══ Available data

PR #417, opened 2017-03-27
Fix identifier conflicts (checked by cwltool for the first time) 

tetron:
Give ids to embedded tools and workflows.


mr-c:
@tetron If `id`s are required for sub-processes we need to be more explicit about that in the spec.

Ping @StarvingMarvin

StarvingMarvin:
Presence (or absence) of these ids won't affect bunny in any way, but it would be nice to see more detailed explanation of what should it mean spec-wise.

════

— How to complete this task —
Each line of the records should be repeated exactly as it stands.

— Task response —
PR #417, opened 2017-03-27
Fix identifier conflicts (checked by cwltool for the first time) 

tetron:
Give ids to embedded tools and workflows.


mr-c:
@tetron If `id`s are required for sub-processes we need to be more explicit about that in the spec.

Ping @StarvingMarvin

StarvingMarvin:
Presence (or absence) of these ids won't affect bunny in any way, but it would be nice to see more detailed explanation of what should it mean spec-wise.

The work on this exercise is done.